More Data, Less Space

A lighter local repository

Informed decisions rely on robust analytics. And robust analytics are supported by data which is well-organized, clean and readily available. In order to keep data within “arm’s reach”, companies keep a repository of data out of databases. With the increasing amount of data present in these repositories, how can one optimize the resources set-aside for them?
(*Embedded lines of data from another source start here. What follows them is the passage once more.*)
PR #2685, opened 2026-07-02
perf: targeted row replacement for verify-attendance clicks

mroderick:
## Problem

Taking attendance during workshops was slow. Clicking the verify-attendance checkbox next to an attendee's name triggered a full re-render of the entire attendance panel (~60 rows of HAML for large workshops) plus ~150–200 N+1 queries per click.

## Changes

**Commit 1 — Eager-load attendance_warnings and overrider**
- Updates `with_notes_and_their_authors` scope in `WorkshopInvitation` and `WaitingList` to eager-load `attendance_warnings` and `overrider`
- Eliminates N+1 queries on the initial page load

**Commit 2 — Targeted row replacement for verify-attendance**
- Branches `Admin::InvitationsController#update` to render only the single attendee row when `params[:attended]` is `'true'`
- Skips `set_admin_workshop_data` for single clicks, avoiding loading all students/coaches/waiting lists
- UJS handler replaces only the clicked row via `.closest('.row.attendee')`

**Commit 3 — Unverify attendance**
- Adds `update_to_unattended` controller action (sets `attended: nil`)
- Renders the checked-square as a clickable link with `attended: false`
- Uses the same targeted row replacement as verify

**Commit 4 — Remove unused flash messages**
- `update_to_attended` and `update_to_unattended` no longer return unused strings
- For XHR requests (all verify/unverify clicks), the controller renders the row partial directly and the message was never displayed

## How to verify locally

1. **Ensure the dev server is running**
   ```
   bundle exec rails server
   ```

2. **Seed a testable workshop with attendees**
   In `bundle exec rails console`:
   ```ruby
   chapter = Chapter.first
   workshop = Workshop.create!(
     chapter: chapter,
     date_and_time: 1.hour.ago,
     ends_at: 1.hour.ago + 2.hours,
     coach_spaces: 10,
     student_spaces: 10
   )
   sponsor = Sponsor.first || Sponsor.create!(
     name: 'Test Sponsor',
     website: 'https://example.com',
     seats: 10,
     number_of_coaches: 10
   )
   WorkshopSponsor.create!(workshop: workshop, sponsor: sponsor, host: true)

   members = Member.limit(5)
   members.each_with_index do |m, i|
     WorkshopInvitation.create!(
       workshop: workshop,
       member: m,
       attending: true,
       role: i < 2 ? 'Coach' : 'Student',
       token: SecureRandom.urlsafe_base64,
       tutorial: (i >= 2 ? 'Rails tutorial' : nil),
       automated_rsvp: true
     )
   end
   puts "Workshop #{workshop.id} ready"
   ```

3. **Log in as an admin/organiser**
   Use the seeded member with admin role, or create one via the console.

4. **Visit the workshop admin page**
   ```
   http://localhost:3000/admin/workshops/{workshop_id}
   ```

5. **Click the empty square** next to an attendee's name — it flips to a checked square almost instantly. Click again to unverify. Neither action re-renders the full panel.

## Testing

- 21 examples, 0 failures in related specs
- Verified locally with a 5-attendee workshop


mroderick:
I've verified this locally

app/controllers/admin/invitations_controller.rb
```diff
@@ -38,6 +43,12 @@ def update_to_attended
     "You have verified #{@invitation.member.full_name}’s attendace."
   end
 
+  def update_to_unattended
+    @invitation.update(attended: nil)
+
+    "You have unverified #{@invitation.member.full_name}’s attendace."
```
biggianteye: Where does this text go? I can see similar text in the existing `update_to_attended`, but I don't recall ever seeing that text before.

mroderick: Good catch. The text is returned by `update_attendance` but for XHR requests (all verify/unverify clicks are `remote: true`), the controller renders the row partial directly — the message is never displayed.

```ruby
if request.xhr?
  if params[:attended].present?
    render partial: 'admin/workshop/attendance_row', ...
  else
    ...
  end
else
  redirect_back fallback_location: root_path, notice: message  # only non-XHR
end
```

The message string exists for the non-XHR fallback path. `update_to_attended` had the same pattern in the original code — it returned a message that was unused for XHR but used for the `redirect_back` branch. In my work with an LLM, it preserved that pattern for `update_to_unattended`.

In practice, every verify/unverify click is an XHR request, so neither the 'verified' nor the 'unverified' message is ever shown to the user. The visual feedback is the row HTML itself (square → check-square → square).

With that in mind, I've pushed a commit that removes the messages, since they're never actually used.

app/views/admin/workshop/_attendance_row.html.haml
```diff
@@ -0,0 +1,62 @@
+.row.attendee.mt-3{ id: "attendee-row-#{invitation.id}" }
```
olleolleolle, line 2: Minor: Opportunity to use the Rails Strict Locals declaration here, which is sort of a function arg declaration list. Example blog post mentioning the feature - https://masilotti.com/safer-rails-partials-with-strict-locals/#strict-locals

olleolleolle (approved):
Sounds grand!

(Modernizing the JavaScript falls outside the scope of this change.)

PR #2703, opened 2026-07-14
refactor: inline Permissions concern into Member

mroderick:
## Problem

`Permissions` was a single-model concern (`app/models/concerns/permissions.rb`) only included in `Member` — a code-slicing concern rather than a shared behavioral extraction per layered architecture principles.

## Solution

Inline the `rolify` call and 4 instance methods (`organiser?`, `admin_or_organiser?`, `monthlies_organiser?`, `organised_chapters`) directly into `Member`. Delete the concern file.

The spec was updated from `RSpec.describe Permissions` to `RSpec.describe Member` and renamed from `spec/models/concerns/permissions_spec.rb` to `spec/models/member_permissions_spec.rb`.

## Verification

- 1106 spec examples, 0 failures
- 19 insertions, 29 deletions


KimberleyCook (approved):
Nice 🎉

PR #671, opened 2023-06-06
Implement extractor tests

godexsoft:
Implements unit tests for ETL's Extractor component.
This is part of a bigger refactoring effort but can be reviewed and merged separately.

### DIFF
--- a/unittests/etl/ExtractorTest.cpp
+++ b/unittests/etl/ExtractorTest.cpp
@@ -82,7 +82,7 @@ TEST_F(ETLExtractorTest, StopsWhenCurrentSequenceExceedsFinishSequence)
     EXPECT_CALL(dataPipe_, push).Times(3);
     EXPECT_CALL(dataPipe_, finish(0)).Times(1);
 
-    // run the thread. expected to invoke for seq 0, 4, 8 and finally stop as seq will be greater than finishing seq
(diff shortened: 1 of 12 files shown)


unittests/etl/ExtractorTest.cpp
```diff
@@ -0,0 +1,170 @@
...
+
+    // expect to finish after just one response due to finishSequence set to 1
+    extractor_ = std::make_unique<ExtractorType>(dataPipe_, networkValidatedLedgers_, ledgerFetcher_, 0, 1, state_);
+    extractor_->waitTillFinished();  // this is what clio does too. waiting for the thread to join
+
+    EXPECT_TRUE(optionalResponse.has_value());
+    EXPECT_EQ(optionalResponse.value(), response);
+}
+
+TEST_F(ETLExtractorTest, CallsPipeFinishWithInitialSequenceAtExit)
```
cindyyan317, line 164: Is this one the same as StopsOnServerShutdown?

cindyyan317 (approved):
All good!

unittests/etl/ExtractorTest.cpp
godexsoft: Essentially yes :) but it checks for different thing so logically it's a different test.. although the code is basically the same. It's all microseconds so i thought it's better to have it than not 👍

Unicage’s approach to this challenge is to find a compromise between small storage space and ease of access. All the files handled by the Unicage system are plain-text files, which are the “go-to solution” when it comes to storing data out of databases. But plain-text files can come in different flavours. The Unicage system attains its maximum effciency when the plain-text files are in a “space-separated-value (SSV)” format. This format is a highly efficient solution to minimize the space used by data.

Let’s take the example of an XML file. When XML files are converted to SSV files, the xml-tags become unnecessary. This entails a reduction of storage space needed for the local repository of data. In general, XML files organize data as follows:

<COLUMN .1> data_value_1_1 </ COLUMN .1>
<COLUMN .2> data_value_2_1 </ COLUMN .2>
<COLUMN .1> data_value_1_2 </ COLUMN .1>
<COLUMN .2> data_value_2_2 </ COLUMN .2>
<COLUMN .1> data_value_1_n </ COLUMN .1>
<COLUMN .2> data_value_2_n </ COLUMN .2>

After conversion to SSV format, the data looks like: 

COLUMN .1          COLUMN .2
data_value_1_1 data_value_2_1
data_value_1_2 data_value_2_2
data_value_1_n data_value_2_n

For each column we have the data value, the opening <TAG> and the closing </TAG>. Considering the minimum size tag of 1 character and a minimum size data value of 1 digit, the information in an XML file with two different tags can be stored using approximately 80% less space in a SSV file. This figure becomes even more dramatic for files with more tags with longer names.

The use of SSV file format as a standard for storing data outside databases saves space, while keeping data promptly available. This makes the Unicage system an ideal management system for any data repository.